## Exercise objective
Given the records below, would you repeat exactly the lines that begin at the one containing "self::assertFalse($content->contentInfo->isHidden);" and end at the one containing "use eZ\Publish\SPI\Limitation\Target\Builder\VersionBuilder;", inclusive?

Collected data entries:
PR #305, opened 2022-05-04
IBX-2825: Implemented `Location` target

barw4:
| **JIRA issue**                          | [IBX-2825](https://issues.ibexa.co/browse/IBX-2825)

`Location` target in Language Limitation will now verify if all content's translations are contained in the current user's languages in his Language Limitation. If that is the case the Limitation will pass, if not it will deny the access.

#### Checklist:

### DIFF
--- a/eZ/Publish/API/Repository/Tests/Values/User/Limitation/LanguageLimitationTest.php
+++ b/eZ/Publish/API/Repository/Tests/Values/User/Limitation/LanguageLimitationTest.php
@@ -650,7 +650,7 @@ class LanguageLimitationTest extends BaseTest
      * @throws \eZ\Publish\API\Repository\Exceptions\ForbiddenException
      * @throws \eZ\Publish\API\Repository\Exceptions\NotFoundException
      */
-    public function testHideAndUnhideLocationAndContentWithLanguageLimitationAndDifferentContentTranslations(
+    public function testHideAndUnhideLocationWithLanguageLimitationAndDifferentContentTranslations(
         array $limitationValues,
         bool $containsAllTranslations
     ): void {
@@ -681,7 +681,38 @@ class LanguageLimitationTest extends BaseTest
                 $content->getVersionInfo()->languageCodes,
                 $revealedLocation->getContent()->getVersionInfo()->languageCodes
             );
+        } else {
+            self::expectException(UnauthorizedException::class);
 
+            $locationService->hideLocation($location);
+
+            self::expectException(UnauthorizedException::class);
+
+            $locationService->unhideLocation($location);
+        }
+    }
+
+    /**
+     * @dataProvider providerForPrepareDataForTestsWithLanguageLimitationAndDifferentContentTranslations
+     *
+     * @throws \eZ\Publish\API\Repository\Exceptions\UnauthorizedException
+     * @throws \eZ\Publish\API\Repository\Exceptions\BadStateException
+     * @throws \eZ\Publish\API\Repository\Exceptions\ForbiddenException
+     * @throws \eZ\Publish\API\Repository\Exceptions\NotFoundException
+     */
+    public function testHideAndRevealContentWithLanguageLimitationAndDifferentContentTranslations(
+        array $limitationValues,
+        bool $containsAllTranslations
+    ): void {
+        $repository = $this->getRepository();
+        $contentService = $repository->getContentService();
+
+        $content = $this->testPrepareDataForTestsWithLanguageLimitationAndDifferentContentTranslations(
+            $limitationValues,
+            $containsAllTranslations
+        );
+
+        if ($containsAllTranslations) {
             $contentService->hideContent($content->contentInfo);
 
             $content = $contentService->loadContent($content->id);
@@ -694,14 +725,6 @@ class LanguageLimitationTest extends BaseTest
 
             self::assertFalse($content->contentInfo->isHidden);
         } else {
-            self::expectException(UnauthorizedException::class);
-
-            $locationService->hideLocation($location);
-
-            self::expectException(UnauthorizedException::class);
-
-            $locationService->unhideLocation($location);
-
             self::expectException(UnauthorizedException::class);
 
             $contentService->hideContent($content->contentInfo);
--- a/eZ/Publish/API/Repository/Tests/Values/User/Limitation/LanguageLimitationTest.php
+++ b/eZ/Publish/API/Repository/Tests/Values/User/Limitation/LanguageLimitationTest.php
@@ -12,6 +12,7 @@ use eZ\Publish\API\Repository\ContentService;
 use eZ\Publish\API\Repository\Exceptions\UnauthorizedException;
 use eZ\Publish\API\Repository\Tests\BaseTest;
 use eZ\Publish\API\Repository\Values\Content\Content;
+use eZ\Publish\API\Repository\Values\Content\LocationCreateStruct;
 use eZ\Publish\API\Repository\Values\User\Limitation\LanguageLimitation;
 use eZ\Publish\API\Repository\Values\User\User;
 use eZ\Publish\SPI\Limitation\Target\Builder\VersionBuilder;
@@ -66,6 +67,7 @@ class LanguageLimitationTest extends BaseTest
                 ['module' => 'content', 'function' => 'create', 'limitations' => $limitations],
                 ['module' => 'content', 'function' => 'edit', 'limitations' => $limitations],
                 ['module' => 'content', 'function' => 'publish', 'limitations' => $limitations],
+                ['module' => 'content', 'function' => 'manage_locations'],
             ]
         );
     }
@@ -488,6 +490,30 @@ class LanguageLimitationTest extends BaseTest
         $this->expectException(UnauthorizedException::class);
         $this->expectExceptionMessage("The User does not have the 'publish' 'content' permission");
         $contentService->publishVersion($draft->versionInfo, [self::GER_DE, self::ENG_GB]);
+    }
+
+    /**
+     * @throws \eZ\Publish\API\Repository\Exceptions\BadStateException
+     * @throws \eZ\Publish\API\Repository\Exceptions\ForbiddenException
+     * @throws \eZ\Publish\API\Repository\Exceptions\NotFoundException
+     */
+    public function testCopyContentWithLanguageLimitationDifferentThanInitialLanguageCode(): void
+    {
+        $repository = $this->getRepository();
+        $contentService = $repository->getContentService();
+        $permissionResolver = $repository->getPermissionResolver();
+
+        $draft = $this->createMultilingualFolderDraft($contentService);
+        $content = $contentService->publishVersion($draft->getVersionInfo());
+
+        $permissionResolver->setCurrentUserReference(
+            $this->createEditorUserWithLanguageLimitation([self::GER_DE])
+        );
+
+        $locationCreateStruct = new LocationCreateStruct(['parentLocationId' => 2]);
+        $content = $contentService->copyContent($content->contentInfo, $locationCreateStruct);
+
+        self::assertInstanceOf(Content::class, $content);
     }
 
     /**
--- a/eZ/Publish/API/Repository/Tests/Values/User/Limitation/LanguageLimitationTest.php
+++ b/eZ/Publish/API/Repository/Tests/Values/User/Limitation/LanguageLimitationTest.php
@@ -721,6 +721,9 @@ class LanguageLimitationTest extends BaseTest
         return $content;
     }
 
+    /**
+     * @return iterable<array{array<string>, bool}>
+     */
     public function providerForPrepareDataForTestsWithLanguageLimitationAndDifferentContentTranslations(): array
     {
         return [
--- a/eZ/Publish/API/Repository/Tests/Values/User/Limitation/LanguageLimitationTest.php
+++ b/eZ/Publish/API/Repository/Tests/Values/User/Limitation/LanguageLimitationTest.php
@@ -494,99 +494,215 @@ class LanguageLimitationTest extends BaseTest
     }
 
     /**
+     * @dataProvider providerForPrepareDataForTestsWithLanguageLimitationAndDifferentContentTranslations
+     *
      * @throws \eZ\Publish\API\Repository\Exceptions\UnauthorizedException
      * @throws \eZ\Publish\API\Repository\Exceptions\BadStateException
      * @throws \eZ\Publish\API\Repository\Exceptions\ForbiddenException
      * @throws \eZ\Publish\API\Repository\Exceptions\NotFoundException
      */
-    public function testCopyContentWithTranslationsDifferentThanLanguageLimitation(): void
-    {
+    public function testCopyContentWithLanguageLimitationAndDifferentContentTranslations(
+        array $limitationValues,
+        bool $containsAllTranslations
+    ): void {
         $repository = $this->getRepository();
         $contentService = $repository->getContentService();
 
-        $content = $this->testPrepareDataForTestsWithTranslationsDifferentThanLanguageLimitation();
+        $content = $this->testPrepareDataForTestsWithLanguageLimitationAndDifferentContentTranslations(
+            $limitationValues,
+            $containsAllTranslations
+        );
 
         $locationCreateStruct = new LocationCreateStruct(['parentLocationId' => 2]);
 
-        self::expectException(UnauthorizedException::class);
+        if ($containsAllTranslations) {
+            $clonedContent = $contentService->copyContent($content->contentInfo, $locationCreateStruct);
 
-        $contentService->copyContent($content->contentInfo, $locationCreateStruct);
+            self::assertSame($content->getVersionInfo()->languageCodes, $clonedContent->getVersionInfo()->languageCodes);
+        } else {
+            self::expectException(UnauthorizedException::class);
+
+            $contentService->copyContent($content->contentInfo, $locationCreateStruct);
+        }
     }
 
     /**
+     * @dataProvider providerForPrepareDataForTestsWithLanguageLimitationAndDifferentContentTranslations
+     *
      * @throws \eZ\Publish\API\Repository\Exceptions\UnauthorizedException
      * @throws \eZ\Publish\API\Repository\Exceptions\BadStateException
      * @throws \eZ\Publish\API\Repository\Exceptions\ForbiddenException
      * @throws \eZ\Publish\API\Repository\Exceptions\InvalidArgumentException
      * @throws \eZ\Publish\API\Repository\Exceptions\NotFoundException
      */
-    public function testCopySubtreeWithTranslationsDifferentThanLanguageLimitation(): void
-    {
+    public function testCopySubtreeWithLanguageLimitationAndDifferentContentTranslations(
+        array $limitationValues,
+        bool $containsAllTranslations
+    ): void {
         $repository = $this->getRepository();
         $locationService = $repository->getLocationService();
 
-        $content = $this->testPrepareDataForTestsWithTranslationsDifferentThanLanguageLimitation();
+        $content = $this->testPrepareDataForTestsWithLanguageLimitationAndDifferentContentTranslations(
+            $limitationValues,
+            $containsAllTranslations
+        );
 
         $contentLocation = $locationService->loadLocation($content->contentInfo->mainLocationId);
         $targetLocation = $locationService->loadLocation(2);
 
-        self::expectException(UnauthorizedException::class);
+        if ($containsAllTranslations) {
+            $location = $locationService->copySubtree($contentLocation, $targetLocation);
 
-        $locationService->copySubtree($contentLocation, $targetLocation);
+            self::assertSame(
+                $content->getVersionInfo()->languageCodes,
+                $location->getContent()->getVersionInfo()->languageCodes
+            );
+        } else {
+            self::expectException(UnauthorizedException::class);
+
+            $locationService->copySubtree($contentLocation, $targetLocation);
+        }
     }
 
     /**
+     * @dataProvider providerForPrepareDataForTestsWithLanguageLimitationAndDifferentContentTranslations
+     *
      * @throws \eZ\Publish\API\Repository\Exceptions\UnauthorizedException
      * @throws \eZ\Publish\API\Repository\Exceptions\BadStateException
      * @throws \eZ\Publish\API\Repository\Exceptions\ForbiddenException
      * @throws \eZ\Publish\API\Repository\Exceptions\InvalidArgumentException
      * @throws \eZ\Publish\API\Repository\Exceptions\NotFoundException
      */
-    public function testMoveSubtreeWithTranslationsDifferentThanLanguageLimitation(): void
-    {
+    public function testMoveSubtreeWithLanguageLimitationAndDifferentContentTranslations(
+        array $limitationValues,
+        bool $containsAllTranslations
+    ): void {
         $repository = $this->getRepository();
         $locationService = $repository->getLocationService();
         $contentService = $repository->getContentService();
 
         $targetContent = $this->createMultilingualFolderDraft($contentService);
-        $content = $this->testPrepareDataForTestsWithTranslationsDifferentThanLanguageLimitation();
+        $content = $this->testPrepareDataForTestsWithLanguageLimitationAndDifferentContentTranslations(
+            $limitationValues,
+            $containsAllTranslations
+        );
 
         $contentLocation = $locationService->loadLocation($content->contentInfo->mainLocationId);
         $targetLocation = $locationService->loadLocation($targetContent->contentInfo->mainLocationId);
 
-        self::expectException(UnauthorizedException::class);
+        if ($containsAllTranslations) {
+            $locationService->moveSubtree($contentLocation, $targetLocation);
+            $targetLocation = $locationService->loadLocation($targetLocation->id);
 
-        $locationService->moveSubtree($contentLocation, $targetLocation);
+            self::assertSame(
+                $content->getVersionInfo()->languageCodes,
+                $targetLocation->getContent()->getVersionInfo()->languageCodes
+            );
+        } else {
+            self::expectException(UnauthorizedException::class);
+
+            $locationService->moveSubtree($contentLocation, $targetLocation);
+        }
     }
 
     /**
+     * @dataProvider providerForPrepareDataForTestsWithLanguageLimitationAndDifferentContentTranslations
+     *
      * @throws \eZ\Publish\API\Repository\Exceptions\UnauthorizedException
      * @throws \eZ\Publish\API\Repository\Exceptions\BadStateException
      * @throws \eZ\Publish\API\Repository\Exceptions\ForbiddenException
      * @throws \eZ\Publish\API\Repository\Exceptions\NotFoundException
      */
-    public function testHideLocationWithTranslationsDifferentThanLanguageLimitation(): void
-    {
+    public function testHideLocationWithLanguageLimitationAndDifferentContentTranslations(
+        array $limitationValues,
+        bool $containsAllTranslations
+    ): void {
         $repository = $this->getRepository();
         $locationService = $repository->getLocationService();
 
-        $content = $this->testPrepareDataForTestsWithTranslationsDifferentThanLanguageLimitation();
+        $content = $this->testPrepareDataForTestsWithLanguageLimitationAndDifferentContentTranslations(
+            $limitationValues,
+            $containsAllTranslations
+        );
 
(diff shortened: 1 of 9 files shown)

## Answer to this task
             self::assertFalse($content->contentInfo->isHidden);
         } else {
-            self::expectException(UnauthorizedException::class);
-
-            $locationService->hideLocation($location);
-
-            self::expectException(UnauthorizedException::class);
-
-            $locationService->unhideLocation($location);
-
             self::expectException(UnauthorizedException::class);
 
             $contentService->hideContent($content->contentInfo);
--- a/eZ/Publish/API/Repository/Tests/Values/User/Limitation/LanguageLimitationTest.php
+++ b/eZ/Publish/API/Repository/Tests/Values/User/Limitation/LanguageLimitationTest.php
@@ -12,6 +12,7 @@ use eZ\Publish\API\Repository\ContentService;
 use eZ\Publish\API\Repository\Exceptions\UnauthorizedException;
 use eZ\Publish\API\Repository\Tests\BaseTest;
 use eZ\Publish\API\Repository\Values\Content\Content;
+use eZ\Publish\API\Repository\Values\Content\LocationCreateStruct;
 use eZ\Publish\API\Repository\Values\User\Limitation\LanguageLimitation;
 use eZ\Publish\API\Repository\Values\User\User;
 use eZ\Publish\SPI\Limitation\Target\Builder\VersionBuilder;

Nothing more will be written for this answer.